Pure Python loops are slow because:

  • Every iteration runs through the Python interpreter
  • Types are dynamic
  • Operations are dispatched at runtime

Numba allows us to compile Python functions into machine code using Just-in-Time (JIT) compilation.

With @njit, we:

  • Keep normal Python syntax
  • Restrict ourselves to supported features
  • Gain near-C speed

Reference

Code Description
from numba import njit Import JIT decorator.
@njit Compile function in nopython mode.
@jit Compile but allow Python fallback.
f.inspect_types() Show inferred types.

Exercises

For exach of the exercises below, we’ll take an existing Python function and add @njit, and compare performance. On the first run @njit compiles the function, on the second run, you’ll see (even more of) the performance benefit.

Exercise: Basic Spike Counter

## Before (keep this the sam, for later comparison)

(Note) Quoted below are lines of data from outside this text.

Issue #5538, opened 2023-01-15
admin, sales report with graphs:  year display different on hosting/local


torvista:
Hosting: php 8.1.4, Centos
![image](https://user-images.githubusercontent.com/4391026/212548884-b611cb0b-9084-427a-a047-5845fd08a8c2.png)
Local: php 8.1.4/8.2, Windows
![image](https://user-images.githubusercontent.com/4391026/212549004-29759c81-7f46-453b-ac21-9cb4565ce2cc.png)

Identical database.

I've dug down as far as here, from where the error originates:
https://github.com/zencart/zencart/blob/5fb07cf03e3d0e3d7817a8c3411d0e2345147d5d/includes/classes/zcDate.php#L175-L182

Echoing the $this->dateObject->getCalendarObject()
## Hosting/Bad:

> $this->dateObject->getCalendarObject() (object):
> IntlGregorianCalendar Object
> (
>     [valid] => 1
>     [type] => gregorian
>     [timeZone] => Array
>         (
>             [valid] => 1
>             [id] => Europe/Madrid
>             [rawOffset] => 3600000
>             [currentOffset] => 3600000
>         )
> 
>     [locale] => en
>     [fields] => Array
>         (
>             [era] => 1
>             [year] => 2023
>             [month] => 0
>             [week of year] => 2
>             [week of month] => 2
>             [day of year] => 15
>             [day of month] => 15
>             [day of week] => 1
>             [day of week in month] => 3
>             [AM/PM] => 1
>             [hour] => 4
>             [hour of day] => 16
>             [minute] => 21
>             [second] => 12
>             [millisecond] => 711
>             [zone offset] => 3600000
>             [DST offset] => 0
>             [year for week of year] => 2023
>             [localized day of week] => 7
>             [extended year] => 2023
>             [julian day] => 2459960
>             [milliseconds in day] => 58872711
>             [is leap month] => 0
>         )
> 
> )
> $output (string):
> Jan 22

## Local/Good:

> $this->dateObject->getCalendarObject() (object):
> IntlGregorianCalendar Object
> (
>     [valid] => 1
>     [type] => gregorian
>     [timeZone] => Array
>         (
>             [valid] => 1
>             [id] => Europe/Madrid
>             [rawOffset] => 3600000
>             [currentOffset] => 3600000
>         )
> 
>     [locale] => en_GB
>     [fields] => Array
>         (
>             [era] => 1
>             [year] => 2023
>             [month] => 0
>             [week of year] => 3
[...]

PR #5542, opened 2023-01-16
zcDate: fix parameters

torvista:
as per this thread:
https://github.com/zencart/zencart/issues/5538#issuecomment-1384209575


proseLA:
how much testing have you done on this change?

torvista:
Apart from it fixing the reported issue, none.
Reading more of the subject and looking at this indicates that a conversion may be necessary per locale..../one size does not fit all:
https://gist.github.com/ve3/a3b7924a85c3286b554f9e636b919883
So, should there be a big array (based on en_US I suppose), with small arrays per locale/in language packs for overriding the differences?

def count_spikes(x, threshold):
    count = 0
    for i in range(len(x)):
        if x[i] > threshold:
            count += 1
    return count
## Call this cell multiple times and check if the performance changes

x = np.random.random(10_000_000)
%time count_spikes(x, 0.1)
CPU times: user 1.3 s, sys: 0 ns, total: 1.3 s
Wall time: 1.3 s
9000141
Solution
## After (moidfy this cell)

@njit
def count_spikes(x, threshold):
    count = 0
    for i in range(len(x)):
        if x[i] > threshold:
            count += 1
    return count
## Call this cell multiple times and check if the performance changes

x = np.random.random(10_000_000)
%time count_spikes(x, 0.1)
CPU times: user 3.22 s, sys: 241 ms, total: 3.46 s
Wall time: 1.47 s
9000593

Exercise: Sum of Squares

# Before (keep this the same, for later comparison)

def sum_of_squares(x):
    total = 0.0
    for i in range(len(x)):
        total += x[i] * x[i]
    return total
# Time the function here
%time sum_of_squares(np.ones(100_000))
CPU times: user 15 ms, sys: 0 ns, total: 15 ms
Wall time: 14.7 ms
100000.0
Solution
# After (add @njit to this function)
@njit
def sum_of_squares(x):
    total = 0.0
    for i in range(len(x)):
        total += x[i] * x[i]
    return total
# Time the function here
%time sum_of_squares(np.ones(100_000))
CPU times: user 583 μs, sys: 0 ns, total: 583 μs
Wall time: 468 μs
100000.0

Exercise: Conditional Logic

# Before (keep this the same, for later comparison)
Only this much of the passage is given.